Records supplied:

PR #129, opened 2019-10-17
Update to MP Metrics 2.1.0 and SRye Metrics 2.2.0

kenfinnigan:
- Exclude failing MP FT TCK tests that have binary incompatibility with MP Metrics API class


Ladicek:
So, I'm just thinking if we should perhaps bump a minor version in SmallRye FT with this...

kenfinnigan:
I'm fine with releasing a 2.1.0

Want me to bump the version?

Your objective: Tally the lines of the listing that hold the string "bump", then reply with that number alone.

Answer section: 2